◆ WHAT IS REQUIRED ◆
If a line in the records below contains the word "that", copy it out.

(Stored records)
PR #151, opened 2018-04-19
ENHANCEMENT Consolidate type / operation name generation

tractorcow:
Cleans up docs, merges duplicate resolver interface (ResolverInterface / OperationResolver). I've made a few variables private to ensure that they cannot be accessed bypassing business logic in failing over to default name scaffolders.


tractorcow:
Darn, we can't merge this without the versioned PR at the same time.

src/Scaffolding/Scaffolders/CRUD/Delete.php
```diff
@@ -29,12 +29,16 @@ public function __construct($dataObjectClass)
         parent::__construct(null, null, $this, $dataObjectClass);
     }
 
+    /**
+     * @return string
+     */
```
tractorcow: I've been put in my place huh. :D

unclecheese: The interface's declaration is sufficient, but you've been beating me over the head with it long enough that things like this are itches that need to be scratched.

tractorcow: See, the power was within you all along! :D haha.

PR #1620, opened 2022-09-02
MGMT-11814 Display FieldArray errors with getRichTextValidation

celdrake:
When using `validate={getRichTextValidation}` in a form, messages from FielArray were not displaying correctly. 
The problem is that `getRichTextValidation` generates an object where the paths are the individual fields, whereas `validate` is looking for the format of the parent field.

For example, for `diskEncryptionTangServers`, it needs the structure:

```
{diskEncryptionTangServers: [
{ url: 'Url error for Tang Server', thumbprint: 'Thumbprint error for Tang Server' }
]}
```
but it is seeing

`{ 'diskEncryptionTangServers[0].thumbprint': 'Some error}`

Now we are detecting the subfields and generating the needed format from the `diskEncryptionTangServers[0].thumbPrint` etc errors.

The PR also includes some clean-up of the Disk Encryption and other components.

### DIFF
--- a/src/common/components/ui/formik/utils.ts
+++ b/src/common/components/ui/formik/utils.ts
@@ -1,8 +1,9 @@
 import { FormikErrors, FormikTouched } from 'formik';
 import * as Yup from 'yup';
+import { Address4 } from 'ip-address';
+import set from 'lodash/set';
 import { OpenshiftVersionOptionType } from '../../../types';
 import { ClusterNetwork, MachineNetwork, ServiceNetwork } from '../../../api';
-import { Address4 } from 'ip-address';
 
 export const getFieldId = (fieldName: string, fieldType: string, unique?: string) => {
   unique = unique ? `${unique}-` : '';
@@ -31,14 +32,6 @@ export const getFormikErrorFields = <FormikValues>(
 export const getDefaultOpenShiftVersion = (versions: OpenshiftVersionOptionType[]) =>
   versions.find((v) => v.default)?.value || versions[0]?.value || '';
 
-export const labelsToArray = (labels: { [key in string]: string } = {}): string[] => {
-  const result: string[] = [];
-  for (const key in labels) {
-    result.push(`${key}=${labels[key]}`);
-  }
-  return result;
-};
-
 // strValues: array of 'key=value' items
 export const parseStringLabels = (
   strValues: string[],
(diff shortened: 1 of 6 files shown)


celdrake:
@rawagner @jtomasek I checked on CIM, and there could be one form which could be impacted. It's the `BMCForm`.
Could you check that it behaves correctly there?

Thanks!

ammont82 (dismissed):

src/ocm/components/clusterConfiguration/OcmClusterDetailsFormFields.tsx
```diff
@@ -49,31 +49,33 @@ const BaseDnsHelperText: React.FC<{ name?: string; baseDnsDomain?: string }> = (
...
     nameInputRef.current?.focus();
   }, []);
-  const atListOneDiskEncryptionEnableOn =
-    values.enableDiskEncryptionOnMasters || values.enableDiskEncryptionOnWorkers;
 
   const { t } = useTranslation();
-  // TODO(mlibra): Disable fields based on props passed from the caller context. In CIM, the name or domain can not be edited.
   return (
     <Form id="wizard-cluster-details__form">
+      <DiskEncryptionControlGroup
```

◆ EXPECTED ANSWER ◆
Cleans up docs, merges duplicate resolver interface (ResolverInterface / OperationResolver). I've made a few variables private to ensure that they cannot be accessed bypassing business logic in failing over to default name scaffolders.
unclecheese: The interface's declaration is sufficient, but you've been beating me over the head with it long enough that things like this are itches that need to be scratched.
The problem is that `getRichTextValidation` generates an object where the paths are the individual fields, whereas `validate` is looking for the format of the parent field.
Could you check that it behaves correctly there?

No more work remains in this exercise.